Brothers and sisters, this is GOD’S WORD!!  THIS is what builds UNITY!!

 

iii.   COMMUNICATION – and  LOVE! 

  • Already mentioned this earlier in my Introduction –Giving  and Receiving  Love through communication, words…..
  • We LOVE each other in marriage by actions as well as by words….

  • LOVING COMMUNICATION in all its forms – gentle, kind, up-building, inclusive,  loving
    • LOVE BUILDS UP,   DOESN’T TEAR DOWN.  
    • Like we read in Eph.4:29 earlier:  “Do not let any unwholesome talk come out of your mouths, but only what is helpful for building others (your spouse)  up, according to their needs.”
    • By our words   – our conversations – speaking to one another in ALL its forms – formal and informal – intentional and unintentional – throughout the day and night!!

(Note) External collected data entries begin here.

Issue #14558, opened 2025-09-08
✨ Improve general search


petertgiles:
### ✨ Feature Request

The goal of this issue is to implement the suggestions that came out of a previous spike: 
https://github.com/GCTC-NTGC/gc-digital-talent/issues/13365

### ✅ Acceptance Criteria
- [ ] As much as possible, new search released in parallel with existing search to reduce disruption
- [ ]     Switch away from websearch_to_tsquery to plain to_tsquery. We're nitty-gritty building the query already so might as well not fight the library.
- [ ]     Start prefix-matching each term. This is enabled because of to_tsquery. This will allow us to partial match searches with the query.
- [ ]     Start using the result rank to order results. Right now we're ignoring the result rank which prevents better matches from bubbling to the top.
- [ ]     Use result rank as the default ordering instead of created_at. This is more useful by default. And if an explicit ordering is requested in the table then use result rank as the secondary ordering to help order results more usefully when the first ordering is low-cardinality.
- [ ]     Remove the ilike matching for first_name, last_name and email. With prefix matching and weighting it should be unnecessary. (👍 better ranking results 👎 only prefix matching, not middle or end) If a user specifically is looking in those fields they can use the other search methods.
- [ ] Menu item label: "New beta search" (bottom of the list)
- [ ] unit testing

petertgiles:
Reviewed in estimation:
- mixed response, no consensus

petertgiles:
Reviewed in refinement:
- Brinda and Gray: must move forward with search - very important
- Moving weighting out of A/C to reduce scope

PR #14998, opened 2025-11-03
[Refactor] Move search scope to model builder

### LINKED ISSUE #14585: ♻️ Move scopeWhereGeneralSearch to UserBuilder
### ♻️ Refactor

Most of our user scopes are in UserBuilder.  But not scopeWhereGeneralSearch.

### 🕵️ Details

_No response_

### 🙋‍♀️ Proposed Solution

_No response_

### ✅ Acceptance Criteria

- [ ] scopeWhereGeneralSearch is in UserBuilder

petertgiles:
🤖 Resolves #14585 

## 👋 Introduction

Moves the general search scope to the user model builder.

## 🕵️ Details

I'm not totally sure why, but it seems like when the scope is moved from the model itself, Laravel stops wrapping the additions to the query in parenthesis.  Since this scope adds two clauses with an OR, that's a big problem.  See how the query changes when the parenthesis are dropped:
image
I just added a `$this->where(function($query) { ... }` to wrap the two clauses in the scope together.  You can see that change in the [wrap the OR clauses](https://github.com/GCTC-NTGC/gc-digital-talent/commit/83d7c310d493bf68e9bd261a8126f295771d0d1b) commit.

Unit testing for the win!  I totally would have missed this.  The test itself was way too long so I refactored it with a data provider as a bonus.

For what it's worth, the second clause with its `ilike`s and wrapper disappear in [#14558](https://github.com/GCTC-NTGC/gc-digital-talent/issues/14558) .  The scope drops to half its current size.

## 🧪 Testing

> [!IMPORTANT]
>  Quite a few places call the user general search other than the user table.

1. User table general search still works.
2. Pool candidate table general search still works.
3. Pool candidate general search + CSV download still works.
4. Community talent table general search still works.
5. WFA table general search still works.  (It doesn't work on main right now.  I included a fix in this PR.)
6. Tests complete.

### DIFF
--- a/api/app/Builders/UserBuilder.php
+++ b/api/app/Builders/UserBuilder.php
@@ -684,7 +684,7 @@ class UserBuilder extends Builder
                 });
 
                 if ($user->isAbleTo('view-own-employeeWFA')) {
-                    $query->orWhere('id', $user->id);
+                    $query->orWhere('users.id', $user->id);
                 }
             }
         });


esizer (approved):
Cool! 😎 Love the simplifcation of the tests 😍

Ie.  COMMUNICATION !!    – speech / body language / facial expressions / tone of voice…..

 

  • Talking   – This is the positive communication – but it can also be negative:  too much talking!!  (Sometimes we women-folk get into the bad habit of “too much talking” – especially, it seems, when we’re frustrated about something and want to get a message across to our husband and we think he’s not listening:  we can come across with TOO MANY WORDS – trying to get him to listen, or trying to get him to understand — but it has the opposite effect!!   With too many words, our spouse will shut down!  Withdraw!

 

  • NOT talking  (or, shutting down, withdrawing, refusing to talk….)

 

  • We use GOOD speech patterns, which are loving, up-building, encouraging…..
  • We also use BAD speech patterns – unloving, selfish, down-putting, tearing down….

 

  • I Cor 13   – This is what LOVE truly is!  And this is how we communicate in love….  You can use all these descriptive words about love, and apply it to our speaking with one another:
    • Patiently
    • Kindly
    • Not enviously
    • Not boastfully
    • Not proudly
    • Not rudely
    • Not Selfishly
    • Not angrily
    • Not spouting off past faults, failings
    • Not with evil intentions
    • With rejoicing in the truth
    • Protectingly
    • Trustingly
    • With hope  (not despair)
    • Perseveringly (not giving up)
    • LOVE NEVER FAILS !
  • Incredible, isn’t it!  This is our life-long pursuit in growing a loving, caring, affectionate marriage relationship.  And with God’s help, guidance and enabling, WE CAN DO IT!!